__Excerpted records__:
PR #106, opened 2026-05-13
fix: throw on missing env vars in backend createServerSupabase()

### LINKED ISSUE #97: [Security][High] Backend createServerSupabase() silently creates broken client when env vars are missing
## Problem

`backend/src/lib/supabase.ts:7–11` uses `|| ""` fallbacks for both env vars:

```ts
export function createServerSupabase() {
  const url = process.env.SUPABASE_URL || "";
  const key = process.env.SUPABASE_SECRET_KEY || "";
  return createClient(url, key, { auth: { persistSession: false } });
}
```

If `SUPABASE_URL` or `SUPABASE_SECRET_KEY` is unset, this returns a client configured with empty strings. Every subsequent DB call silently fails or returns unexpected data. There is no startup guard, no thrown error, and no log entry.

## Impact

Any route that calls `createServerSupabase()` will silently malfunction rather than failing fast. This makes misconfiguration very hard to diagnose.

## Parity gap

The frontend equivalent (`frontend/src/lib/supabase-server.ts`) was fixed in PR #73 to throw:

```ts
if (!url || !key) {
    throw new Error("NEXT_PUBLIC_SUPABASE_URL and SUPABASE_SECRET_KEY must be set");
}
```

The backend needs the same treatment.

## Fix

Throw `new Error("SUPABASE_URL and SUPABASE_SECRET_KEY must be set")` when either env var is absent.

### LINKED ISSUE #114: fix: add 'test' script to backend/package.json (missing in PRs #106, #107, #110, #111, #112, #113)
## Problem

## Fix required

```json
"test": "vitest run"
```

## Affected PRs
- #106 (fix/97)
- #107 (fix/98)
- #110 (fix/105)
- #111 (fix/99)
- #112 (fix/100)
- #113 (fix/104)

### LINKED ISSUE #117: vitest config: missing include filter causes dist/ compiled test artifacts to run (PRs #106, #107, #112)
## Problem

Three PRs ship a `vitest.config.ts` without an explicit `include` filter pointing only at `src/`:

| PR | vitest.config.ts include | tsconfig excludes __tests__ |
|----|--------------------------|----------------------------|
| #106 (fix/97) | none (uses vitest default) | No |
| #107 (fix/98) | none (no vitest.config.ts at all) | No |
| #112 (fix/100) | none (uses vitest default) | Yes (added) |

Because `tsconfig.json` on PRs #106 and #107 does **not** exclude `src/**/__tests__`, running `npm run build` compiles the test files into `dist/`. Vitest's default include glob (`**/*.{test,spec}.{js,ts,...}`) then picks up both the source `*.test.ts` files **and** the compiled `dist/**/*.test.js` files.

The compiled CJS output fails with:

```
Error: Vitest cannot be imported in a CommonJS module using require().
```

This causes `npm run build && npm test` to report "1 file failed" even though all actual test assertions pass.

## Impact

- Does **not** affect a clean CI run (no pre-existing `dist/`)
- Does affect any developer who runs `npm run build` before `npm test`
- The PR description claims "Unit tests added and passing" which is incorrect in a post-build environment

## Fix

In each affected PR's `vitest.config.ts`, add:

```ts
test: {
  include: ["src/**/__tests__/**/*.test.ts"],
  exclude: ["dist/**", "node_modules/**"],
}
```

And in `tsconfig.json`, add `"src/**/__tests__/**"` to `exclude`.

## Affected PRs
- PR #106 (fix/97)
- PR #107 (fix/98)  
- PR #112 (fix/100)

### LINKED ISSUE #124: PR #106: getUserIdFromRequest in supabase.ts still uses || "" pattern and creates a new client per call — dead code, should be removed
## Problem

During review of PR #106, the batch reviewer identified that `getUserIdFromRequest` in `backend/src/lib/supabase.ts` was not updated as part of the env-guard fix. The function:

- Still uses the old `|| ""` pattern for env vars
- Creates a fresh `createClient` on every call (no singleton)
- Has **zero callers** in the codebase — it is dead code

Since it is exported, leaving it in place risks it being wired to a route in the future with broken behavior.

## Fix

Remove `getUserIdFromRequest` from `supabase.ts` entirely. Auth is handled by `requireAuth` middleware (`auth.ts`) which already uses the singleton pattern.

## Affected

- Branch: `fix/97-backend-supabase-env-guard`
- PR: #106

bmersereau:
## Summary
- `backend/src/lib/supabase.ts` now throws `Error("SUPABASE_URL and SUPABASE_SECRET_KEY must be set")` when either env var is absent, matching the frontend fix from PR #73
- Removes dead `getUserIdFromRequest` export (no callers) which still used the old `|| ""` pattern

Closes #97
Closes #114
Closes #117
Closes #124

## Changes
- `backend/src/lib/supabase.ts` — replace `|| ""` fallbacks with explicit guard; remove dead `getUserIdFromRequest` export
- `backend/src/lib/__tests__/supabaseServer.test.ts` — new test: throws on missing URL, missing key, both missing; succeeds when both set
- `backend/vitest.config.ts` — vitest configuration with `include` filter and `isolate: true`; `"test"` script added to `package.json`

## Test plan
- [x] Unit tests added and passing (4/4)
- [x] Backend build passes

### DIFF
--- a/backend/package-lock.json
+++ b/backend/package-lock.json
@@ -7,6 +7,7 @@
     "": {
       "name": "mike-backend",
       "version": "1.0.0",
+      "license": "AGPL-3.0-only",
       "dependencies": {
         "@anthropic-ai/sdk": "^0.90.0",
         "@aws-sdk/client-s3": "^3.787.0",
@@ -35,7 +36,8 @@
         "@types/node": "^22.14.1",
         "prettier": "^3.8.1",
         "tsx": "^4.19.3",
-        "typescript": "^5.8.3"
+        "typescript": "^5.8.3",
+        "vitest": "^4.1.6"
       }
     },
     "node_modules/@anthropic-ai/sdk": {
@@ -972,6 +974,40 @@
         "node": ">=6.9.0"
       }
     },
+    "node_modules/@emnapi/core": {
+      "version": "1.10.0",
+      "resolved": "https://registry.npmjs.org/@emnapi/core/-/core-1.10.0.tgz",
+      "integrity": "sha512-yq6OkJ4p82CAfPl0u9mQebQHKPJkY7WrIuk205cTYnYe+k2Z8YBh11FrbRG/H6ihirqcacOgl2BIO8oyMQLeXw==",
+      "dev": true,
+      "license": "MIT",
+      "optional": true,
+      "dependencies": {
+        "@emnapi/wasi-threads": "1.2.1",
+        "tslib": "^2.4.0"
+      }
+    },
+    "node_modules/@emnapi/runtime": {
+      "version": "1.10.0",
+      "resolved": "https://registry.npmjs.org/@emnapi/runtime/-/runtime-1.10.0.tgz",
+      "integrity": "sha512-ewvYlk86xUoGI0zQRNq/mC+16R1QeDlKQy21Ki3oSYXNgLb45GV1P6A0M+/s6nyCuNDqe5VpaY84BzXGwVbwFA==",
+      "dev": true,
+      "license": "MIT",
+      "optional": true,
+      "dependencies": {
+        "tslib": "^2.4.0"
+      }
+    },
+    "node_modules/@emnapi/wasi-threads": {
+      "version": "1.2.1",
+      "resolved": "https://registry.npmjs.org/@emnapi/wasi-threads/-/wasi-threads-1.2.1.tgz",
+      "integrity": "sha512-uTII7OYF+/Mes/MrcIOYp5yOtSMLBWSIoLPpcgwipoiKbli6k322tcoFsxoIIxPDqW01SQGAgko4EzZi2BNv2w==",
+      "dev": true,
+      "license": "MIT",
+      "optional": true,
+      "dependencies": {
+        "tslib": "^2.4.0"
+      }
+    },
     "node_modules/@esbuild/aix-ppc64": {
       "version": "0.27.7",
       "resolved": "https://registry.npmjs.org/@esbuild/aix-ppc64/-/aix-ppc64-0.27.7.tgz",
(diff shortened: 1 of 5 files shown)


bmersereau (commented):
## PR Review

### Summary
Fixes a silent-fail bug in `createServerSupabase()` where missing env vars produced a broken client with empty-string credentials instead of throwing. The fix is correct, minimal, and well-tested. One pre-existing function in the same file (`getUserIdFromRequest`) still uses the old `|| ""` pattern, but that function is currently dead code (no callers) and is out of scope for this PR.

### Findings
- [severity:low] `getUserIdFromRequest` in `supabase.ts` (lines 29-30) still uses the old `|| ""` fallback pattern and creates a new `createClient` on every invocation — both issues this PR fixed for `createServerSupabase`. The function has no callers today, but should be cleaned up before it's wired to a route.
- [severity:nit] Tests use dynamic `import()` inside each `it` block with `isolate: true` in vitest config. This works, but `vi.resetModules()` in a `beforeEach` would make the isolation intent explicit and guard against accidental module-cache sharing if `isolate` is ever removed.

### Verdict
Approve with nits

### What I verified
- Tests: pass (4/4)
- vitest.config.ts has `include` filter: pass (`"src/**/__tests__/**/*.test.ts"`)
- package.json has `"test": "vitest run"`: pass
- `createServerSupabase` throws on missing URL, missing key, both missing, and returns client when both set: pass

bmersereau (commented):
## PR Review

### Summary
Replaces the silent `|| ""` fallbacks in `createServerSupabase()` with an explicit guard that throws when either env var is absent. Four unit tests cover all combinations of missing/present env vars. Simple, correct, well-tested change.

### Findings
- [severity:praise] Error message `"SUPABASE_URL and SUPABASE_SECRET_KEY must be set"` is clear and actionable
- [severity:praise] `persistSession: false` already present — service-role client correctly stateless
- [severity:nit] Tests import via dynamic `await import("../supabase.js")` without module reset between tests — env var deletions in `beforeEach` may not fully isolate if the module is cached. Tests still pass because vitest's `isolate: true` in vitest.config.ts handles this

### Specific checks
- [x] Tests pass: 4/4 ✓
- [x] documents.ts unchanged from origin/main ✓

### Verdict
**Approve** — clean.

bmersereau (commented):
## Follow-up Review (pass 2)

### Change
Removed dead `getUserIdFromRequest` export — function had no callers and still used the old `|| ""` pattern that this PR was eliminating.

### Findings
- [severity:praise] File is now clean — only `createServerSupabase` remains, with the correct guard
- No regressions. Tests still pass 4/4.

### Verdict
**Approve** — all pass-1 findings resolved.

willchen96:
Thanks for the contribution. Already implemented. Current backend/src/lib/supabase.ts throws when SUPABASE_URL or SUPABASE_SECRET_KEY is missing, matching the PR’s fix.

__Task description__: In the reply, include exactly the lines from the beginning of the entries above through the line holding "- #112 (fix/100)", and nothing besides.

__Answer space__:
PR #106, opened 2026-05-13
fix: throw on missing env vars in backend createServerSupabase()

### LINKED ISSUE #97: [Security][High] Backend createServerSupabase() silently creates broken client when env vars are missing
## Problem

`backend/src/lib/supabase.ts:7–11` uses `|| ""` fallbacks for both env vars:

```ts
export function createServerSupabase() {
  const url = process.env.SUPABASE_URL || "";
  const key = process.env.SUPABASE_SECRET_KEY || "";
  return createClient(url, key, { auth: { persistSession: false } });
}
```

If `SUPABASE_URL` or `SUPABASE_SECRET_KEY` is unset, this returns a client configured with empty strings. Every subsequent DB call silently fails or returns unexpected data. There is no startup guard, no thrown error, and no log entry.

## Impact

Any route that calls `createServerSupabase()` will silently malfunction rather than failing fast. This makes misconfiguration very hard to diagnose.

## Parity gap

The frontend equivalent (`frontend/src/lib/supabase-server.ts`) was fixed in PR #73 to throw:

```ts
if (!url || !key) {
    throw new Error("NEXT_PUBLIC_SUPABASE_URL and SUPABASE_SECRET_KEY must be set");
}
```

The backend needs the same treatment.

## Fix

Throw `new Error("SUPABASE_URL and SUPABASE_SECRET_KEY must be set")` when either env var is absent.

### LINKED ISSUE #114: fix: add 'test' script to backend/package.json (missing in PRs #106, #107, #110, #111, #112, #113)
## Problem

## Fix required

```json
"test": "vitest run"
```

## Affected PRs
- #106 (fix/97)
- #107 (fix/98)
- #110 (fix/105)
- #111 (fix/99)
- #112 (fix/100)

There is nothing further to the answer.